▶ **WHAT IS REQUIRED**
Using the listing below, set down exactly the lines starting at the line that contains "Regression: a clip" and ending at the line that contains "A failed decode", both included, and no others.

▶ **SOURCE INFORMATION**

PR #2022, opened 2026-08-05
Native engine: getting audio off a disk in time (#2016)

### LINKED ISSUE #2016: Engine core slice 7: disk reader and prefetch
Slice 7 of #1889.

Getting audio off disk without the callback waiting for it.

- Prefetch on a dedicated thread, per-reader FIFOs.
- Underrun behaviour, and what a reader that has not caught up renders.
- Seek and loop wrap.
- The `EngineAudioSource` binding is already the seam; this is the implementation behind it for arrangement clips.

Related to #1890, which owns clip playback, stretch and warp above this layer.

lucaromagnoli:
Slice 7 of #1889. Closes #2016.

A stream is a pool of chunks and two lock-free fifos: the prefetch thread reads whole chunks ahead of playback and pushes them, the callback pops them, copies out and hands them back. Nothing on the audio thread allocates, locks or waits for a disk.

## The shape

```
io/AudioFileReader       random access to a file's samples, and a JUCE one
io/PrefetchStream        one file read ahead of the callback that plays it
io/PrefetchThread        the one thread allowed to wait for a disk
io/StreamingAudioSource  one placed file, on the EngineAudioSource seam
```

Chunks rather than a ring of samples, because a chunk can be stamped. A seek makes everything already read wrong, and the stamp is how the callback knows without the reader having to reach into a buffer the callback is holding: audio read for a position since abandoned is recognised on the way out and dropped. The same epoch discipline the plan swap uses, for the same reason.

## Decisions worth a look

**Silence is what a reader that has not caught up renders**, and it counts every block it could not fill. Silence nobody counted is indistinguishable from a gap in the material. The end of the file is not an underrun: there is nothing late about silence past the last sample.

**An underrun is a gap, never a delay.** The cursor moves whether or not the samples arrived, so the block after one plays what that block asked for. A stream that resumed where it ran dry would be late for the rest of the take.

**A loop wrap needs nothing said about it.** The source derives its position in the file from the block it was handed rather than from what it played last, so a wrap, a locate and a clip starting are one path: the stream sees a position it was not expecting, and that is what a seek is. `BlockInfo::continuous` is not read here at all.

**The thread polls; the callback never wakes it.** Waking a thread takes a lock. A stream that has just been seeked is found on the next round, five milliseconds later at worst, which is inside the block or two the underrun count already accounts for.

**BlockInfo gained seconds alongside beats**, the one change to the slice 6 contract. A file's samples are counted in time, and a source that converted beats itself would need a tempo map on the audio thread, of which there would then be two. The clock already has the seconds and derives the beats from them, so it publishes both faces of one instant: beats say where on the timeline something is, seconds say how much audio has gone by. `sampleForTime` sits beside `sampleForBeat` and clamps differently on purpose, which the header explains.

**Rate conversion and warp are not here.** The stream delivers the file's own samples; mapping them to another rate is #1890's question and the same one stretch asks. `ClipPlacement` plus `sourceSampleAt` is the seam between the two layers.

## Testing

`tests/test_prefetch_stream.cpp` and `tests/test_streaming_audio_source.cpp`: sequential playback across chunk boundaries, blocks of different lengths, a pool small enough to have to be recycled, underruns and what they render, the gap that does not become a delay, the end of the file, seeks in both directions, a clip starting and ending inside a block, forty blocks in step with the timeline, a wrap with and without a cue, and the prefetch thread reading for a registered stream.

The reader fixtures compute their samples rather than reading a file off a disk, so a sample says where it came from and every path is deterministic.

Confirmed to fail without their fix: dropping the generation check makes the seek tests play the old position's audio (two tests, three assertions).

ThreadSanitizer over `[io]` is clean, and the harness was shown able to fail first: a non-atomic counter touched from both threads was reported at `PrefetchStream.cpp:98`, then reverted and re-run clean.

Full suite: 1974 passed.

### DIFF
--- a/magda/engine/io/AudioFileReader.cpp
+++ b/magda/engine/io/AudioFileReader.cpp
@@ -34,8 +34,20 @@ int JuceAudioFileReader::read(juce::AudioBuffer<float>& destination, int destina
     if (available < numSamples)
         destination.clear(destinationOffset + available, numSamples - available);
 
-    if (available > 0)
-        reader_->read(&destination, destinationOffset, available, startSample, true, true);
+    if (available <= 0)
+        return 0;
+
+    // Whether the decode worked is the only thing that says the destination now
+    // holds audio rather than whatever was in it. A reader can fail inside the
+    // length it advertises: a file truncated under us, a stream that went away
+    // mid-frame. Reporting the samples as read anyway would publish undefined
+    // buffer contents as material, and the stream would have no reason to
+    // suspect anything, because a full chunk is exactly what success looks
+    // like.
+    if (!reader_->read(&destination, destinationOffset, available, startSample, true, true)) {
+        destination.clear(destinationOffset, numSamples);
+        return 0;
+    }
 
     return available;
 }
--- a/magda/engine/io/AudioFileReader.cpp
+++ b/magda/engine/io/AudioFileReader.cpp
@@ -1,0 +1,43 @@
+#include "io/AudioFileReader.hpp"
+
+#include <algorithm>
+
+namespace magda::engine {
+
+JuceAudioFileReader::JuceAudioFileReader(std::unique_ptr<juce::AudioFormatReader> reader)
+    : reader_(std::move(reader)) {}
+
+std::int64_t JuceAudioFileReader::lengthInSamples() const {
+    return reader_ != nullptr ? reader_->lengthInSamples : 0;
+}
+
+double JuceAudioFileReader::sampleRate() const {
+    return reader_ != nullptr ? reader_->sampleRate : 0.0;
+}
+
+int JuceAudioFileReader::numChannels() const {
+    return reader_ != nullptr ? static_cast<int>(reader_->numChannels) : 0;
+}
+
+int JuceAudioFileReader::read(juce::AudioBuffer<float>& destination, int destinationOffset,
+                              std::int64_t startSample, int numSamples) {
+    if (reader_ == nullptr || numSamples <= 0)
+        return 0;
+
+    // What the file actually has from here. JUCE would pad the rest with
+    // silence itself, but it would not say how much it padded, and the
+    // difference between a short read and a late one is the difference between
+    // the end of the file and a glitch.
+    const auto available = static_cast<int>(
+        std::clamp<std::int64_t>(reader_->lengthInSamples - startSample, 0, numSamples));
+
+    if (available < numSamples)
+        destination.clear(destinationOffset + available, numSamples - available);
+
+    if (available > 0)
+        reader_->read(&destination, destinationOffset, available, startSample, true, true);
+
+    return available;
+}
+
+}  // namespace magda::engine
--- a/magda/engine/io/PrefetchStream.cpp
+++ b/magda/engine/io/PrefetchStream.cpp
@@ -1,6 +1,7 @@
 #include "io/PrefetchStream.hpp"
 
 #include <algorithm>
+#include <utility>
 
 namespace magda::engine {
 
@@ -42,11 +43,24 @@ void PrefetchStream::seek(std::int64_t sourceStart) {
 }
 
 void PrefetchStream::applyPendingCue() {
+    // Whether anything played out of this stream since the last time it was
+    // asked. Read here rather than in read(), so that what it answers is a
+    // question about the block that just went by.
+    const auto wasSounding = std::exchange(readSinceCueCheck_, false);
+
     farbot::RealtimeObject<SeekRequest, farbot::RealtimeObjectOptions::nonRealtimeMutatable>::
         ScopedAccess<farbot::ThreadType::realtime>
             cue(cue_);
 
     if (cue->generation == appliedCue_)
+        return;
+
+    // A stream that is sounding keeps sounding. Taking the cue up would abandon
+    // the generation the material still playing was read for and hand its pool
+    // back, so the cue would cost a gap and then be overridden by the very next
+    // read anyway, which asks for where playback actually is. It waits instead,
+    // and is taken up when the stream falls silent.
+    if (wasSounding)
         return;
 
     appliedCue_ = cue->generation;
@@ -126,9 +140,11 @@ int PrefetchStream::read(std::int64_t sourceStart, juce::dsp::AudioBlock<float> 
     if (numSamples <= 0)
         return 0;
 
-    // Anything cued since the last block, before deciding whether this one is
-    // a seek: a read that lands exactly where the cue pointed is then not one.
-    applyPendingCue();
+    // Reading is what sounding means. Taking a cue up is not done here: it
+    // happens once at the top of a block, through applyPendingCue, and doing it
+    // again inside the read would see a stream that has not read *yet this
+    // block* and mistake it for one that is not playing at all.
+    readSinceCueCheck_ = true;
 
     if (sourceStart != nextSample_)
         requestSeek(sourceStart);
--- a/magda/engine/io/PrefetchStream.cpp
+++ b/magda/engine/io/PrefetchStream.cpp
@@ -35,7 +35,22 @@ PrefetchStream::PrefetchStream(std::unique_ptr<AudioFileReader> reader,
 }
 
 void PrefetchStream::seek(std::int64_t sourceStart) {
-    requestSeek(sourceStart);
+    // Publish and return. Everything the callback owns is left alone, which is
+    // what makes this safe to call while the stream is playing rather than
+    // safe only if nobody forgets it is not.
+    cue_.nonRealtimeReplace(SeekRequest{sourceStart, ++cueGeneration_});
+}
+
+void PrefetchStream::applyPendingCue() {
+    farbot::RealtimeObject<SeekRequest, farbot::RealtimeObjectOptions::nonRealtimeMutatable>::
+        ScopedAccess<farbot::ThreadType::realtime>
+            cue(cue_);
+
+    if (cue->generation == appliedCue_)
+        return;
+
+    appliedCue_ = cue->generation;
+    requestSeek(cue->sourceStart);
 }
 
 void PrefetchStream::requestSeek(std::int64_t sourceStart) {
@@ -44,6 +59,19 @@ void PrefetchStream::requestSeek(std::int64_t sourceStart) {
 
     // Whatever the callback was reading came from somewhere else now.
     releaseCurrent();
+
+    // And so is everything waiting behind it. Handing the pool back here rather
+    // than as the callback works through it is what lets the reader start
+    // refilling immediately: a stream that was cued but is not being read yet
+    // is the whole point of cueing, and it has no callback coming to recycle
+    // chunks for it. Every chunk in the fifo was read for the generation this
+    // call just left behind, so all of them go.
+    Chunk* stale = nullptr;
+    while (filled_.pop(stale)) {
+        const auto returned = spent_.push(std::move(stale));
+        jassert(returned);
+        juce::ignoreUnused(returned);
+    }
 
     farbot::RealtimeObject<SeekRequest, farbot::RealtimeObjectOptions::realtimeMutatable>::
         ScopedAccess<farbot::ThreadType::realtime>
@@ -97,6 +125,10 @@ int PrefetchStream::read(std::int64_t sourceStart, juce::dsp::AudioBlock<float> 
                          int numSamples) {
     if (numSamples <= 0)
         return 0;
+
+    // Anything cued since the last block, before deciding whether this one is
+    // a seek: a read that lands exactly where the cue pointed is then not one.
+    applyPendingCue();
 
     if (sourceStart != nextSample_)
         requestSeek(sourceStart);
--- a/magda/engine/io/PrefetchStream.cpp
+++ b/magda/engine/io/PrefetchStream.cpp
@@ -1,0 +1,202 @@
+#include "io/PrefetchStream.hpp"
+
+#include <algorithm>
+
+namespace magda::engine {
+
+PrefetchStream::PrefetchStream(std::unique_ptr<AudioFileReader> reader,
+                               const RenderContext& context, const PrefetchSettings& settings)
+    : reader_(std::move(reader)),
+      chunkSamples_(std::max(1, settings.chunkSamples)),
+      // Room for every chunk at once, rounded up to what the fifo insists on:
+      // one sized to the pool exactly could not hold all of it, and farbot
+      // indexes by mask rather than by modulo.
+      filled_(juce::nextPowerOfTwo(std::max(2, settings.chunkCount) + 1)),
+      spent_(juce::nextPowerOfTwo(std::max(2, settings.chunkCount) + 1)) {
+    if (reader_ != nullptr) {
+        length_ = reader_->lengthInSamples();
+        sourceSampleRate_ = reader_->sampleRate();
+    }
+
+    numChannels_ = std::max(1, context.numChannels);
+
+    // A chunk has to be able to answer a whole callback, otherwise a block
+    // longer than a chunk would underrun however far ahead the reader got.
+    chunkSamples_ = std::max(chunkSamples_, context.maxBlockSize);
+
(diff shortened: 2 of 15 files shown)


lucaromagnoli (commented):
Reviewed the stream, the source, the thread, and the BlockInfo change in depth. The core verifies: both fifos are genuinely single-producer single-consumer in steady state (audio thread owns spent_'s producer side and filled_'s consumer side, prefetch thread the reverse), the generation stamp is applied and checked everywhere a stale chunk could leak through, the fifo sizing (next power of two above count plus one) actually holds the whole pool, and the stall latch stops a dead reader from spinning the thread without wedging the stream, since a seek clears it. The underrun accounting is right at the edges: end-of-file silence is excluded by the min against length, a fully-past-the-end read counts nothing, and the gap-not-delay rule (cursor advances regardless) is the correct policy and correctly implemented, with catch-up after a stall costing only disk-speed reading of the skipped material, which is orders of magnitude faster than realtime.

The subtle hinge of the whole stateless-position design also holds: deriving sourceStart from the timeline every block does not cause spurious seeks at matched rates, because the fractional part of (blockStartSeconds minus placementStart) times rate is constant across blocks within one anchor, so consecutive llrounds advance by exactly the consumed count. Re-anchors are legitimate seeks. sampleForTime clamping half-open where sampleForBeat clamps closed is properly reasoned and the header says why. The TSAN run with a planted-race check and the computed fixtures are the right verification posture.

Two findings inline: the documented rate-mismatch behavior is not what the code does, and the seek contract can be made structural. Nothing else.

magda/engine/io/StreamingAudioSource.hpp
```diff
@@ -0,0 +1,83 @@
...
+     * The rest is silence: a source fills its whole block, and a clip that
+     * starts a hundred samples in has a hundred samples of nothing in front of
+     * it rather than a hundred samples of whatever the buffer held.
+     *
+     * A block the transport is not moving through renders nothing at all. A
+     * stopped timeline is not a held sample, it is no material.
+     *
+     * Rate conversion is not done here. The stream delivers the file's own
+     * samples, and a file recorded at another rate than the device runs at
+     * plays at the wrong pitch until the clip layer resamples it; that layer
```
lucaromagnoli: This claim does not match what the code does. Wrong-pitch playback would require the stream position to advance sequentially; instead sourceSampleAt advances by count times fileRate over deviceRate file samples per block while read() advanced nextSample_ by count, so at mismatched rates every block's sourceStart misses the stream's expectation and triggers a seek: a generation bump, the prefetched chunks dropped, and the reader restarted, every block. The realistic interim behavior for a 48k file in a 44.1k session is a per-block seek storm and persistent underruns, not wrong pitch. Either make the fallback genuinely sequential so it degrades the way this comment promises (derive the advance from consumed samples when rates differ, accepting drift until #1890 resamples), or state the actual behavior here so the clip layer inherits a documented contract. Either way a test with a mismatched-rate fixture would pin whichever behavior is chosen, and today there is none.

magda/engine/io/PrefetchStream.hpp
```diff
@@ -0,0 +1,174 @@
...
+     * @brief Read ahead. On the prefetch thread.
+     *
+     * Returns true if it did anything, so a caller servicing several streams
+     * can tell a busy round from an idle one and sleep on the difference.
+     */
+    bool fill();
+
+    /// Where the stream will be pointed next. Off the audio thread, before it
+    /// is playing: the callback is what moves the cursor once it is.
+    void seek(std::int64_t sourceStart);
```
lucaromagnoli, line 110: The before-it-is-playing contract is real but only a sentence: seek() from another thread writes nextSample_ and generation_, pushes to spent_ (a second producer on an SPSC fifo), and takes the realtime side of the request object, all of which race the callback if anyone ever cues a stream that is already rendering. The cueing story this API invites (sourceSampleAt is public precisely so a scheduler can point the stream early) makes that misuse likely eventually. The structural fix is small: let seek() write only a pending cue (an atomic pair, or a second request object oriented non-realtime to realtime) that read() folds in at block start on the audio thread, so the cross-thread path never touches audio-thread state and the contract stops needing to be remembered. Same principle as the modelIds union and the publish fingerprint guard in earlier slices.

magda/engine/io/StreamingAudioSource.cpp
```diff
@@ -0,0 +1,51 @@
...
+
+void StreamingAudioSource::prepare(const RenderContext& context) {
+    sampleRate_ = context.sampleRate;
+}
+
+std::int64_t StreamingAudioSource::sourceSampleAt(double seconds) const {
+    // Counted in the file's own samples, from the moment its first sample
+    // plays. The rate is the file's rather than the device's, so a locate lands
+    // on the right sample of the material even when the two differ.
+    const auto rate = stream_.sampleRate() > 0.0 ? stream_.sampleRate() : sampleRate_;
```
lucaromagnoli: Using the file rate to derive every block start is incompatible with copying one source sample per output sample below. With a 48 kHz file on a 44.1 kHz device, a 441-sample block reads source samples 0..440, but the next block derives `sourceStart == 480`, so 39 samples are skipped and the stream sees a seek on every callback. This is not merely the documented wrong-pitch playback while resampling is deferred; it is a discontinuity/underrun every block. Until rate conversion exists, either advance the raw file at the device rate (continuous wrong pitch) or reject mismatched rates explicitly; otherwise `sourceSampleAt()` and the number consumed cannot agree. Please add a mismatched-rate multi-block regression.

magda/engine/io/AudioFileReader.cpp
```diff
@@ -0,0 +1,43 @@
...
+    // difference between a short read and a late one is the difference between
+    // the end of the file and a glitch.
+    const auto available = static_cast<int>(
+        std::clamp<std::int64_t>(reader_->lengthInSamples - startSample, 0, numSamples));
+
+    if (available < numSamples)
+        destination.clear(destinationOffset + available, numSamples - available);
+
+    if (available > 0)
+        reader_->read(&destination, destinationOffset, available, startSample, true, true);
```
lucaromagnoli: The return value from JUCE is the only indication that decoding actually succeeded, but it is ignored here and `available` is returned unconditionally. If the file is truncated/unavailable or the decoder fails inside the advertised length, `PrefetchStream::fill()` sees a full successful chunk, advances past it, and never enters its documented stalled path; stale/undefined destination contents can then be published as valid audio with no underrun signal. Please clear the attempted range and return 0 (or otherwise propagate failure) when `reader_->read(...)` returns false, with a failing-reader regression.

magda/engine/io/StreamingAudioSource.cpp
lucaromagnoli: Fixed in 3d0b3e06, and you are right about the mechanism: the mismatch is between how the position is derived and how much is consumed, not the pitch. Traced it at 48k in a 44.1k session, and it is a seek every callback, so the interim behaviour was silence throughout rather than anything audible.

Took the first option: positions are derived at the device rate, so the derived start advances by exactly the samples the block consumed and the two agree. What a mismatched file costs is then pitch and length, which is what the header claimed all along and now describes accurately. Rejecting mismatched rates would have been silence with nothing to explain it, since this layer has no diagnostic channel to say why.

Regression added: a 48k reader in a 44.1k context, twenty blocks, requiring every sample of the file in order with none skipped between blocks and no seeks at all. Against the previous commit it fails on the first block boundary.

magda/engine/io/PrefetchStream.hpp
lucaromagnoli: Fixed in 3d0b3e06, and the misuse you predicted is the one the API was built to invite, which made keeping it a sentence indefensible.

Took the second-object shape: `seek()` publishes into a non-realtime-to-realtime object of its own and returns, and `applyPendingCue()` folds it in on the audio thread at the top of the block, where every other seek already happens. One writer each way, so neither side writes what the other reads, and nothing cross-thread touches the cursor, the generation or the fifos any more.

The source calls `applyPendingCue()` every block whether or not the clip is sounding. Without that the cue is useless in the case it exists for: a clip that has not started is not being read, so a fold-in that only happened inside `read()` would arrive when the material was already due.

Writing it turned up a gap underneath the one you found. Stale chunks were recycled only as the callback read through them, so a stream that was cued but not yet being read had no way to get its pool back and the reader could never refill: the whole pool sat in the filled fifo carrying an abandoned generation. A seek now hands the entire fifo back where it happens, which is legal because the callback is the only consumer and every chunk in there is stale by construction. That also lets the reader start moving before the next callback instead of after it.

Regression: a clip placed at five seconds, cued while the transport rolls, four silent blocks before it starts, then its first block playing with the material already in memory and no underrun. Against the previous commit the pool is never returned and that block underruns.

magda/engine/io/AudioFileReader.cpp
lucaromagnoli: Fixed in 3d0b3e06. Checked the JUCE contract before touching it: the AudioBuffer overload does return bool, and reading past the end of the stream is explicitly not an error, so the return value means exactly what you said it does and nothing else was carrying that information.

A failed decode now clears the range it was given and returns zero. Clearing matters as much as the count: the chunk buffer is reused across reads, so leaving it alone would hand the previous position back as though it were this one, which is worse than the undefined contents the failure implies. Returning zero puts it on the documented stalled path, so the stream stops asking rather than spinning at full tilt against a file that is not going to answer.

Regression: a `juce::AudioFormatReader` whose `readSamples` returns false, over a destination pre-filled with a non-zero value, requiring nothing read and the buffer cleared. Against the previous commit it reports a full successful read and hands back the pre-filled contents.

magda/engine/io/StreamingAudioSource.hpp
lucaromagnoli: Same fix as the thread on `sourceSampleAt` (3d0b3e06). The comment is now what the code does: positions derived at the device rate, so playback of a mismatched file is continuous and pitched wrong rather than seeking every block, and the header says both that and why the derivation rate is not a slip. Pinned by the twenty-block 48k regression.

lucaromagnoli (commented):
Checked the response commit; everything holds and I have nothing further. The cue object is the right structure: one writer per direction, the audio thread folds it in at block start, and the apply-before-compare ordering means a read landing where the cue pointed is not a second seek, while a cue taken up early lets the reader prefetch so the first covered block plays with no seek at all, which is the entire point of cueing, now actually achievable. The fifo drain inside requestSeek stays on the audio thread's own sides of both fifos, so SPSC is preserved, and it closes the recycling gap that cued-but-unread streams had, which was a better catch than either of my findings. The device-rate derivation makes consumption and position agree so a mismatched file now genuinely degrades to pitch rather than to a seek storm, with the header saying what actually happens, and the failed-decode fix stops a reader error from being published as material. Regressions confirmed failing-first across all four. Done from my side; this closes slice 7 cleanly.

magda/engine/io/PrefetchStream.cpp
```diff
@@ -0,0 +1,234 @@
...
+void PrefetchStream::applyPendingCue() {
+    farbot::RealtimeObject<SeekRequest, farbot::RealtimeObjectOptions::nonRealtimeMutatable>::
+        ScopedAccess<farbot::ThreadType::realtime>
+            cue(cue_);
+
+    if (cue->generation == appliedCue_)
+        return;
+
+    appliedCue_ = cue->generation;
+    requestSeek(cue->sourceStart);
```
lucaromagnoli, line 67: Applying an advance cue immediately calls `requestSeek()`, which releases the current chunk and drains every chunk buffered for the position still playing. That makes the new inactive-clip test pass, but breaks the other advertised cue case: cueing a loop return while this stream is still rendering the current loop iteration silences playback from the next callback until the wrap, because the current generation has been abandoned early. The existing wrap test hides this by applying the cue, filling, and rendering only the wrapped block—there is no intervening current-position block. Please add a regression that cues the loop top while sequential playback is still active, requires the blocks before the wrap to remain continuous, then requires the wrapped block prefetched. Supporting that requires keeping future-position prefetch separate from the active generation (or narrowing/removing the advance-cue contract); an eager seek cannot provide both.

lucaromagnoli: Fixed in a6b4f5e8, and you called the trade correctly: an eager seek cannot serve both, so I narrowed the contract rather than half-building the other half.

A cue is now taken up only when the stream is not sounding, and waits otherwise. Cueing a stream mid-playback costs nothing and changes nothing; the cue is taken up when the stream falls silent. The advance case that motivated the last commit, a clip that has not started, is unaffected, because nothing is reading it.

Writing that turned up why it has to be a block-boundary question. Taking cues up was happening in `read()` as well as at the top of the block, and the second call sees a stream that has not reached its read *yet this block* and cannot tell it from one that is silent, so it applied the cue anyway and reintroduced exactly the gap. Taking cues up now happens once, in `applyPendingCue`, which is the call the source already makes every block; `read()` only records that the stream sounded.

On your regression: the first two requirements are now pinned. A cue published while sequential playback is running leaves every following block sample for sample what it would have been, with the underrun count unchanged, and there is a section for it being taken up once the clip stops. The third is not, and I have not pretended otherwise: the wrapped block is not prefetched, because the reader was never sent there. Reading the top of a loop while the end of it is still playing is a second fill cursor and a second pool, and I would rather that landed with whoever owns clip looping (#1890) than be built halfway underneath them. The header now states it as a limitation instead of implying a seamless return, and a wrap costs the block it happens in with the underrun count saying so.

I also deleted the test that asserted a cued wrap costs nothing. It was asserting the undeliverable property, and it only passed because it applied the cue, filled, and rendered the wrapped block with no intervening block at the current position, which you spotted.

magda/engine/io/PrefetchStream.cpp
```diff
@@ -0,0 +1,250 @@
...
+int PrefetchStream::read(std::int64_t sourceStart, juce::dsp::AudioBlock<float> destination,
+                         int numSamples) {
+    if (numSamples <= 0)
+        return 0;
+
+    // Reading is what sounding means. Taking a cue up is not done here: it
+    // happens once at the top of a block, through applyPendingCue, and doing it
+    // again inside the read would see a stream that has not read *yet this
+    // block* and mistake it for one that is not playing at all.
+    readSinceCueCheck_ = true;
```
lucaromagnoli, line 160: This marks the stream as sounding for every positive-size request, including one wholly past `length_`. If a placement extends beyond the file (or its source offset has already exhausted it), `StreamingAudioSource` keeps calling `read()` each block, each call returns terminal silence without an underrun, but `wasSounding` remains true forever and a pending cue can never be taken up. That contradicts the state comment (“anything played out”) and prevents cueing the stream for its next use precisely while it is silent. Please treat a request as active only while its source range can still contain file samples (while retaining attempted reads inside the file as active during an underrun), and add a regression that publishes a cue while the placement is rolling past EOF.

lucaromagnoli: Fixed in a4596aa7. Confirmed the trap: a placement outstaying its material keeps the source asking every block, each ask returns terminal silence, and the flag latches on, so the stream looks busy for ever at exactly the moment pointing it somewhere else is worth doing.

Went one step past the narrow fix, because writing the regression showed the narrow one is not enough on its own. Marking those asks as not-sounding lets the cue be taken up, and then the same block reads a position past the end, misses the cursor, and seeks straight over it, so the cue is lost a moment after being applied. The asks were doing damage on the way past regardless of what the flag said.

A request that cannot contain file samples now returns silence and touches nothing at all: no underrun, no cursor move, no generation bump, no drained pool. A stream whose material has run out has not gone anywhere, so there is nothing to seek to and nothing to invalidate. That covers your point and closes the override behind it.

A short read from inside the file still counts as sounding, as you asked: that stream is playing and merely starved, which is not the same thing as having nothing to play.

Regression: five thousand samples of material under a second-long placement, played well past the end, a cue published while it rolls, two more silent blocks, then playback returning to the top with the material already in memory and no underrun anywhere. Against the previous commit the cue never survives and that last block plays silence.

▶ **OUTPUT OF THE EXERCISE**
Regression: a clip placed at five seconds, cued while the transport rolls, four silent blocks before it starts, then its first block playing with the material already in memory and no underrun. Against the previous commit the pool is never returned and that block underruns.

magda/engine/io/AudioFileReader.cpp
lucaromagnoli: Fixed in 3d0b3e06. Checked the JUCE contract before touching it: the AudioBuffer overload does return bool, and reading past the end of the stream is explicitly not an error, so the return value means exactly what you said it does and nothing else was carrying that information.

A failed decode now clears the range it was given and returns zero. Clearing matters as much as the count: the chunk buffer is reused across reads, so leaving it alone would hand the previous position back as though it were this one, which is worse than the undefined contents the failure implies. Returning zero puts it on the documented stalled path, so the stream stops asking rather than spinning at full tilt against a file that is not going to answer.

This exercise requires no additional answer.